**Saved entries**
PR #1016, opened 2021-11-22
Use latest stable version of Node

mattias-p:
## Purpose

I ran into problems when I used the Node version specified in the Ubuntu-Node.js-build-environment document. I don't remember the exact error message or when it happened but the solution was to upgrade to a newer version of Node, so I picked the latest stable. I guess it's probably a good idea to specify that in the build environment document instead.

I'd very much like a second opinion on this from someone who's more up to speed with Node development.

## Context

This was discovered during releaste testing of v2021.2.
I looked for anything about raising the minimum supported version of Node in the files in the root directory of zonemaster-gui (including the change log), but I couldn't find anything.
The README just prescribes the installation of the latest version.

I did find a4708f3a64ad4bee4fcbaf9ae4d97fd53f6d2bed where Node.js 10 is declared as minimum version, I couldn't find any such declaration in our current documentation.

## Changes

The alias `stable` is used instead of specific versions in Ubuntu-Node.js-build-environment.

## How to test this PR

1. Start with a machine without Node.js installed,
2. Follow the Ubuntu-Node.js-build-environment document.
3. Follow the ReleaseProcess-create-test-distribution document to "produce a distribution zip file".

### DIFF
--- a/docs/internal-documentation/distrib-testing/Ubuntu-Node.js-build-environment.md
+++ b/docs/internal-documentation/distrib-testing/Ubuntu-Node.js-build-environment.md
@@ -22,8 +22,8 @@ been tested on Ubuntu 18.04, which we use here.
 4. Install Node.js by using [NVM], a node version manager.
    ```sh
    curl -o- https://raw.githubusercontent.com/nvm-sh/nvm/v0.38.0/install.sh | bash
-   nvm install 14.17.0
-   nvm use 14.17.0
+   nvm install stable
+   nvm use stable
    ```
 
 5. After installation, log out and log in again to handle [known issue], or just:


matsduf (commented):
It sounds like a good idea.

blacksponge (approved):
I am fine with that

matsduf (approved):

blacksponge:
We may need to rethink that change, https://app.travis-ci.com/github/zonemaster/zonemaster-gui/builds/242413674

blacksponge:
The issue seems to be related to some unmaintained modules. I suggest we don't change the supported node version for this release (we can still bump it to the latest lts, version 16, I have been tested this one a lot as this is the one I have in my dev environment) and replace the problematic dependencies for the next one (the issue is mainly related to protractor, used in e2e tests, that is no longer actively maintained, and by extension other additional testing modules like protractor-image-comparison).

matsduf:
Should we revert? We could look at this after the release.

matsduf:
> The issue seems to be related to some unmaintained modules. I suggest we don't change the supported node version for this release (we can still bump it to the latest lts, version 16,

Please create a PR that updates the file with relevant instructions.

PR #1025, opened 2021-12-05
Updated PostgreSQL version for FreeBSD

matsduf:
## Purpose

Matches the update in Zonemaster-Backend. See zonemaster/zonemaster-backend#925 and zonemaster/zonemaster-backend#926.


mattias-p (approved):
LGTM.

But which PostgreSQL version did we test v2021.2 against?

matsduf:
> LGTM.
> 
> But which PostgreSQL version did we test v2021.2 against?

The one in the update.

PR #688, opened 2021-09-15
feat: use apollo server v3 and set default page to graphql playground

### LINKED ISSUE #603: Fix examples with Apollo-Server v3

saihaj:
Update example to use Apollo v3 and also add graphql playground as default instead of Apollo Studio. I found it confusing that it takes to studio cause I just want to be able to query and see it work.

Fixes #603


dotansimha (approved):
looks great, can you please rebase? :)

saihaj:
Should be good now @dotansimha

PR #711, opened 2021-09-22
Allow to set ttl=0 to disable caching, and use ttlPerType to maintain…

dotansimha:


n1ru4l (approved):

packages/plugins/response-cache/test/response-cache.spec.ts
```diff
@@ -832,4 +917,212 @@ describe('useResponseCache', () => {
...
+            id
+            text
+          }
+        }
+      }
+    `;
+
+    await testInstance.execute(query);
+    await testInstance.execute(query);
+    expect(spy).toHaveBeenCalledTimes(2);
```
kamilkisiela, line 994:
```suggestion
    const result1 = await testInstance.execute(query);
    const result2 = await testInstance.execute(query);
    expect(result1.errors).not.toBeDefined();
    expect(result2.errors).not.toBeDefined();
    expect(spy).toHaveBeenCalledTimes(2);
```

**Directions**
Search the entries for "which" and copy out each line that has it.

**Solved exercise**
@@ -22,8 +22,8 @@ been tested on Ubuntu 18.04, which we use here.
But which PostgreSQL version did we test v2021.2 against?
> But which PostgreSQL version did we test v2021.2 against?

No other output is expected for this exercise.